Extract all data as written.

☆ ☆ ☆ ☆ ☆

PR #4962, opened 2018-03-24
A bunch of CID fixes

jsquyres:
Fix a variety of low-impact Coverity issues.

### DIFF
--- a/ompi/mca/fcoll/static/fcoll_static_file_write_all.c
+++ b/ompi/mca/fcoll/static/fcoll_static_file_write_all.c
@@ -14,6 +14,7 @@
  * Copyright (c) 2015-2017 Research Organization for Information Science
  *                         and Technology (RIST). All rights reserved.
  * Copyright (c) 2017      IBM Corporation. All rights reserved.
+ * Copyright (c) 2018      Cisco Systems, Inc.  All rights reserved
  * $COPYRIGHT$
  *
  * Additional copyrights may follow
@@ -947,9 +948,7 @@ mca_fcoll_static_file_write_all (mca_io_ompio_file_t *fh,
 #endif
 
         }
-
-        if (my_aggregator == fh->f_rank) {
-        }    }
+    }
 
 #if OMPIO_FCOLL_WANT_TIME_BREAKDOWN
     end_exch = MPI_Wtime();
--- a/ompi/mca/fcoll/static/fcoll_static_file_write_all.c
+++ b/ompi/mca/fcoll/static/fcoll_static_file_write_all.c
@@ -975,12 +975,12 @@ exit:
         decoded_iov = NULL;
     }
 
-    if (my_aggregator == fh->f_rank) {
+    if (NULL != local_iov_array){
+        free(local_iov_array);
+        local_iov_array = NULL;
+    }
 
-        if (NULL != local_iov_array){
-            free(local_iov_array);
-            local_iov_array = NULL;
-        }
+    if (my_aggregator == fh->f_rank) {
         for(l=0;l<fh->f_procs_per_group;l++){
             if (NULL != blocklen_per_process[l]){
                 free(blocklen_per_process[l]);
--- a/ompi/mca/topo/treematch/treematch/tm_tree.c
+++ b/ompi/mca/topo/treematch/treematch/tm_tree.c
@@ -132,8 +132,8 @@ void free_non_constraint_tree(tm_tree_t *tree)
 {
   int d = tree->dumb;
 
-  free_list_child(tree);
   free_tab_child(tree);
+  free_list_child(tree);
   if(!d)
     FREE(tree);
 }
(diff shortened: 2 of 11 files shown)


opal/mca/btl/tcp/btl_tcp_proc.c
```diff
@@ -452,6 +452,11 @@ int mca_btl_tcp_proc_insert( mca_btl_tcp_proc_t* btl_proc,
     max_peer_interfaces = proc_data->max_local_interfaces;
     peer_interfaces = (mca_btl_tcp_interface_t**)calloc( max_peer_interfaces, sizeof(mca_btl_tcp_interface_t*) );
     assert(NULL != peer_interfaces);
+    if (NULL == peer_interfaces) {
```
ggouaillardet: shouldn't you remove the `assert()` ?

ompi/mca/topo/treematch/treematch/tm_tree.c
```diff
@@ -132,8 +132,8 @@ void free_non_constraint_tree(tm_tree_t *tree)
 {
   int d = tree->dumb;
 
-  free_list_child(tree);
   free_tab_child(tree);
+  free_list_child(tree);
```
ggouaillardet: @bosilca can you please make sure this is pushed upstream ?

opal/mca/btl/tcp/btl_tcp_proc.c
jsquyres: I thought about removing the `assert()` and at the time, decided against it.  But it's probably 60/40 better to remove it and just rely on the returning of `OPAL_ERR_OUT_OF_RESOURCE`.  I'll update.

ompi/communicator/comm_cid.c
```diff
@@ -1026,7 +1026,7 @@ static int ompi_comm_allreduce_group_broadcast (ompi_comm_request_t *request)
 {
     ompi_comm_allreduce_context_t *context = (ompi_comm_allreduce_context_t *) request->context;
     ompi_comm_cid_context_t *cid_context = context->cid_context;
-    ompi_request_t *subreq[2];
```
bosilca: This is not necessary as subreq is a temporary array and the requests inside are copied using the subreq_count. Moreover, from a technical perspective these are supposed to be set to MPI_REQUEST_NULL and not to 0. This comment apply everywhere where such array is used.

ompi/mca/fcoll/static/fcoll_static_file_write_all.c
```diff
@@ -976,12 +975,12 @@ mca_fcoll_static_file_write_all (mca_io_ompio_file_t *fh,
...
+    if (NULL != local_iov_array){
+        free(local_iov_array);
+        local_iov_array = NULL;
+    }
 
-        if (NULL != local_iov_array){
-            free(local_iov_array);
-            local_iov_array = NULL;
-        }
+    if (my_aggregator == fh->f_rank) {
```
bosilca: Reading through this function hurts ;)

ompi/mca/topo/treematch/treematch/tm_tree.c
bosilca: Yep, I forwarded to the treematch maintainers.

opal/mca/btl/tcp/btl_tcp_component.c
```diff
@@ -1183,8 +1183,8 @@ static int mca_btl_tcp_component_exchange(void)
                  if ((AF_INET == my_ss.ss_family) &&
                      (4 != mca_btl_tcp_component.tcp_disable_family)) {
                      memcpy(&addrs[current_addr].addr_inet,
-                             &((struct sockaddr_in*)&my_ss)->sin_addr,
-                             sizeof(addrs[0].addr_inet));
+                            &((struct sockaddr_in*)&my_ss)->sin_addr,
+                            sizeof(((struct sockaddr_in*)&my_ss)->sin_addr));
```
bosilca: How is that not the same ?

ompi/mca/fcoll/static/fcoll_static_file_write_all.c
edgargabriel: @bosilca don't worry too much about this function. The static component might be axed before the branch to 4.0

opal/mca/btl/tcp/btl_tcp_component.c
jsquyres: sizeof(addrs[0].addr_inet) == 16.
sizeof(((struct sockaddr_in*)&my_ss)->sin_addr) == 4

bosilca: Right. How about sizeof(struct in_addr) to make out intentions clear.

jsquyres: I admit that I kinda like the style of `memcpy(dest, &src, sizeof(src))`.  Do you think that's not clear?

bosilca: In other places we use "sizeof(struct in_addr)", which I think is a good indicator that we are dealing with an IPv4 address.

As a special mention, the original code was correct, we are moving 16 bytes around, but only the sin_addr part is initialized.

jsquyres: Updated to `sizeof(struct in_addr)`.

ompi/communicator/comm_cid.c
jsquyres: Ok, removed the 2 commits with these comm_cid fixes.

☆ ☆ ☆ ☆ ☆

● Solved problem
PR #4962, opened 2018-03-24
A bunch of CID fixes

jsquyres:
Fix a variety of low-impact Coverity issues.

### DIFF
--- a/ompi/mca/fcoll/static/fcoll_static_file_write_all.c
+++ b/ompi/mca/fcoll/static/fcoll_static_file_write_all.c
@@ -14,6 +14,7 @@
  * Copyright (c) 2015-2017 Research Organization for Information Science
  *                         and Technology (RIST). All rights reserved.
  * Copyright (c) 2017      IBM Corporation. All rights reserved.
+ * Copyright (c) 2018      Cisco Systems, Inc.  All rights reserved
  * $COPYRIGHT$
  *
  * Additional copyrights may follow
@@ -947,9 +948,7 @@ mca_fcoll_static_file_write_all (mca_io_ompio_file_t *fh,
 #endif
 
         }
-
-        if (my_aggregator == fh->f_rank) {
-        }    }
+    }
 
 #if OMPIO_FCOLL_WANT_TIME_BREAKDOWN
     end_exch = MPI_Wtime();
--- a/ompi/mca/fcoll/static/fcoll_static_file_write_all.c
+++ b/ompi/mca/fcoll/static/fcoll_static_file_write_all.c
@@ -975,12 +975,12 @@ exit:
         decoded_iov = NULL;
     }
 
-    if (my_aggregator == fh->f_rank) {
+    if (NULL != local_iov_array){
+        free(local_iov_array);
+        local_iov_array = NULL;
+    }
 
-        if (NULL != local_iov_array){
-            free(local_iov_array);
-            local_iov_array = NULL;
-        }
+    if (my_aggregator == fh->f_rank) {
         for(l=0;l<fh->f_procs_per_group;l++){
             if (NULL != blocklen_per_process[l]){
                 free(blocklen_per_process[l]);
--- a/ompi/mca/topo/treematch/treematch/tm_tree.c
+++ b/ompi/mca/topo/treematch/treematch/tm_tree.c
@@ -132,8 +132,8 @@ void free_non_constraint_tree(tm_tree_t *tree)
 {
   int d = tree->dumb;
 
-  free_list_child(tree);
   free_tab_child(tree);
+  free_list_child(tree);
   if(!d)
     FREE(tree);
 }
(diff shortened: 2 of 11 files shown)


opal/mca/btl/tcp/btl_tcp_proc.c
```diff
@@ -452,6 +452,11 @@ int mca_btl_tcp_proc_insert( mca_btl_tcp_proc_t* btl_proc,
     max_peer_interfaces = proc_data->max_local_interfaces;
     peer_interfaces = (mca_btl_tcp_interface_t**)calloc( max_peer_interfaces, sizeof(mca_btl_tcp_interface_t*) );
     assert(NULL != peer_interfaces);
+    if (NULL == peer_interfaces) {
```
ggouaillardet: shouldn't you remove the `assert()` ?

ompi/mca/topo/treematch/treematch/tm_tree.c
```diff
@@ -132,8 +132,8 @@ void free_non_constraint_tree(tm_tree_t *tree)
 {
   int d = tree->dumb;
 
-  free_list_child(tree);
   free_tab_child(tree);
+  free_list_child(tree);
```
ggouaillardet: @bosilca can you please make sure this is pushed upstream ?

opal/mca/btl/tcp/btl_tcp_proc.c
jsquyres: I thought about removing the `assert()` and at the time, decided against it.  But it's probably 60/40 better to remove it and just rely on the returning of `OPAL_ERR_OUT_OF_RESOURCE`.  I'll update.

ompi/communicator/comm_cid.c
```diff
@@ -1026,7 +1026,7 @@ static int ompi_comm_allreduce_group_broadcast (ompi_comm_request_t *request)
 {
     ompi_comm_allreduce_context_t *context = (ompi_comm_allreduce_context_t *) request->context;
     ompi_comm_cid_context_t *cid_context = context->cid_context;
-    ompi_request_t *subreq[2];
```
bosilca: This is not necessary as subreq is a temporary array and the requests inside are copied using the subreq_count. Moreover, from a technical perspective these are supposed to be set to MPI_REQUEST_NULL and not to 0. This comment apply everywhere where such array is used.

ompi/mca/fcoll/static/fcoll_static_file_write_all.c
```diff
@@ -976,12 +975,12 @@ mca_fcoll_static_file_write_all (mca_io_ompio_file_t *fh,
...
+    if (NULL != local_iov_array){
+        free(local_iov_array);
+        local_iov_array = NULL;
+    }
 
-        if (NULL != local_iov_array){
-            free(local_iov_array);
-            local_iov_array = NULL;
-        }
+    if (my_aggregator == fh->f_rank) {
```
bosilca: Reading through this function hurts ;)

ompi/mca/topo/treematch/treematch/tm_tree.c
bosilca: Yep, I forwarded to the treematch maintainers.

opal/mca/btl/tcp/btl_tcp_component.c
```diff
@@ -1183,8 +1183,8 @@ static int mca_btl_tcp_component_exchange(void)
                  if ((AF_INET == my_ss.ss_family) &&
                      (4 != mca_btl_tcp_component.tcp_disable_family)) {
                      memcpy(&addrs[current_addr].addr_inet,
-                             &((struct sockaddr_in*)&my_ss)->sin_addr,
-                             sizeof(addrs[0].addr_inet));
+                            &((struct sockaddr_in*)&my_ss)->sin_addr,
+                            sizeof(((struct sockaddr_in*)&my_ss)->sin_addr));
```
bosilca: How is that not the same ?

ompi/mca/fcoll/static/fcoll_static_file_write_all.c
edgargabriel: @bosilca don't worry too much about this function. The static component might be axed before the branch to 4.0

opal/mca/btl/tcp/btl_tcp_component.c
jsquyres: sizeof(addrs[0].addr_inet) == 16.
sizeof(((struct sockaddr_in*)&my_ss)->sin_addr) == 4

bosilca: Right. How about sizeof(struct in_addr) to make out intentions clear.

jsquyres: I admit that I kinda like the style of `memcpy(dest, &src, sizeof(src))`.  Do you think that's not clear?

bosilca: In other places we use "sizeof(struct in_addr)", which I think is a good indicator that we are dealing with an IPv4 address.

As a special mention, the original code was correct, we are moving 16 bytes around, but only the sin_addr part is initialized.

jsquyres: Updated to `sizeof(struct in_addr)`.

ompi/communicator/comm_cid.c
jsquyres: Ok, removed the 2 commits with these comm_cid fixes.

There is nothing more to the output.